I joined a new gym earlier this week and got suckered into a personalized fitness assessment.

“So, what are you going to make me do?” I asked the consultant after we made our introductions. “I better not puke.”

He led me to his office and we started with an interview.

“What are your fitness goals?”

“Goals? I guess I’d like to lose ten pounds and stop being afraid of the resistance training machines.”

Next he wanted to know what my current exercise regimen was.

“I don’t have one.”

“Are you sure? Bike riding? Swimming? Walking the dog?”


He made a few notes and then asked me to tell him what I eat in any given day from daybreak to sunset. I couldn’t believe my luck. There is nothing I love more than itemizing my food intake, but rarely do I come across anyone willing to listen with genuine interest. For example, when the P-Dawg comes home from work and I say, “Do you want to know what I ate today?” he always says, “No.”

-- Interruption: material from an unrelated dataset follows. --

Issue #7, opened 2021-05-19
Test the npm package


pvlugter:
So we can ensure that published packages have everything and work well, it would be useful to have integration tests run against a locally created package, rather than against a local directory. This could be done by packaging with `npm pack` then installing the tar directly, or un-tarring the package to a directory and then linking that directory for testing.

pvlugter:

I began to happily recount everything I’d put in my stomach since Monday. At first J.B. (that’s my fitness consultant) thought I might not be eating enough, but then I owned up to the occasional ice cream cone or glass of wine with dinner.

“How often do you have a glass of wine?”

“I don’t know, a couple times a week maybe? What is this, the Spanish Inquisition?””

“That’s bad” J.B. said. “Real bad. Did you know that a glass of wine is no better than a slice of cheesecake?”

“Are you kidding me? No it isn’t.”

“Yep, it is.”

“No it isn’t.”

“It’s true. I read it in a mens’ health magazine.”

“But how do you figure? Wine has no fat, and less calories per serving than a Coke!”

J.B. was relentless. “It’s converted into fat once it’s in your system. It’s like a sugar surge your body doesn’t know what to do with.”

“There is no way it can be as bad as cheesecake.”

“Well, it is.”

“That’s the most ridonkulous thing I’ve ever heard in my life and I refuse to accept it.”

There was an uncomfortable silence as J.B. and I stared each other down across the table, and then I said, “I’m just sayin.”

Next we walked over to the physical assessment area, where I had to stand on a scale.

“Can I take my shoes off?” I asked J.B.

“No,” he said, “I’ll subtract a pound.”

“I’m pretty sure my shoes weigh two pounds.”

J.B. gave me a stern sidelong glance, and I got on the scale, which showed a different reading from the one I’d gotten at home that morning.

“I know you probably hear this all the time, but I think your scale is slightly off” I said to J.B.

After that, he measured my BMI, strength, flexibility, and endurance.  I had to pull on some weights with all of my might and this is just between you and me, but they didn’t budge. I did pretty well on the treadmill, but I bombed the flexibility test, which was clearly rigged because I can do a cartwheel.

Afterwards, J.B. showed me a big fancy printout which said I was 39, and not 37 like I always thought. But if I signed up for more P.T. sessions, J.B. felt sure he could whittle me back down to 27 in three to five months. He also said I reminded him of his sixth grade teacher and he figures my kids will be taller than me in two to three years.

Depite all of that and the cheescake debacle, he was a pretty nice guy and I signed up for a month of sessions.  I start Friday, wish me luck!